Special syntax in pattern strings:

  • %: The "pattern stem". This matches any sequence of characters, which will be available to statements within the pattern's scope as % or {%}. The latter (braced) can be used if the stem is subject to interpolation operations, or when used within another pattern (without introducing a new stem).
  • (a|b): Capture group matching either a or b.

Patterns can contain string interpolations. Interpolated string values are not interpreted as patterns, but will be matched literally. For example, if an interpolated value contains %, it will only match the string "%".

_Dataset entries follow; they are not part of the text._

PR #12119, opened 2023-11-21
CAMEL-19997: camel-smb - Update first version

essobedo:
## Motivation

The first version of the SMB component is set to a snapshot version instead of a final version.

## Modifications:

* Change the first version to 4.3
* Remove the logging dependencies as they are inherited from the direct parent pom file
* Set the scope of `camel-test-infra-smb` to `test`

### DIFF
--- a/catalog/camel-catalog/src/generated/resources/org/apache/camel/catalog/components/smb.json
+++ b/catalog/camel-catalog/src/generated/resources/org/apache/camel/catalog/components/smb.json
@@ -5,7 +5,7 @@
     "title": "SMB",
     "description": "Receive files from SMB (Server Message Block) shares.",
     "deprecated": false,
-    "firstVersion": "4.3.0-SNAPSHOT",
+    "firstVersion": "4.3.0",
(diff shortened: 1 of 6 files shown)


oscerd (approved):

davsclaus:
Claus Ibsen: @Nicolas Filotto camel-smb first version is a bit "wrong" as its added in 4.3.0 and is preview level

Claus Ibsen: the 3.22 is a "special case" and you can have it as first version 3.22 in this release only

Claus Ibsen: but keep main as 4.3

essobedo:
@davsclaus I understand, then it should rather be `4.3.0` instead of `4.3.0-SNAPSHOT`, WDYT?

davsclaus (approved):

davsclaus:
> @davsclaus I understand, then it should rather be `4.3.0` instead of `4.3.0-SNAPSHOT`, WDYT?

Yes that is correct

orpiske (approved):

Example, given the pattern %.(c|cpp):

  • The string "foo.c" will match. The stem is foo, and capture group 0 is c.
  • The string "foo/bar/baz.cpp" will match. The stem is foo/bar/baz, and capture group 0 is cpp.
  • The string "foo.h" will not match, because none of the variants in the capture group apply.
  • The string "abc" will not match, because the period is missing.

When multiple patterns are participating in pattern matching (such as figuring out which build recipe to run, or in a match expression), the "highest-quality" match is chosen. Match quality is measured by the length of the stem: A match producing a shorter stem is considered "better" than a match producing a longer stem.

  • A pattern without a % stem is "more specific" than a pattern that has a stem.
  • A pattern that matches the input with a shorter stem is "more specific" than a pattern that matches a longer stem.
  • Capture groups do not affect the "specificity" of a pattern.

Important: When multiple patterns match with equal quality, the pattern matching operation is ambiguous. In build recipes, this is a hard error. In match expressions, the first matching pattern will win. Often, capture groups can be used to disambiguate two patterns by collapsing them into a single pattern.

Example

Given the patterns %.c, %/a.c, foo/%/a.c, foo/bar/a.c, this is how matches will be chosen based on various inputs:

  • "bar/b.c": The pattern %.c will be chosen, because it does not match the other patterns. The stem is "bar/b".
  • "foo/a.c": The pattern %/a.c will be chosen, because it produces the shortest stem "a". The stem is foo.
  • "foo/foo/a.c": The pattern foo/%/a.c will be chosen over %.c and %/a.c, because it produces a shorter stem. The stem is foo.
  • "foo/bar/a.c": The pattern foo/bar/a.c will be chosen over foo/%/a.c, because the pattern is literal exact match without a stem.

Conflicts: It's possible to construct patterns that are different but match the same input with the same "specificity". For example, both patterns foo/%/a.c and %/foo/a.c match the input "foo/foo/a.c" equally. When such a situation occurs, that's a hard error.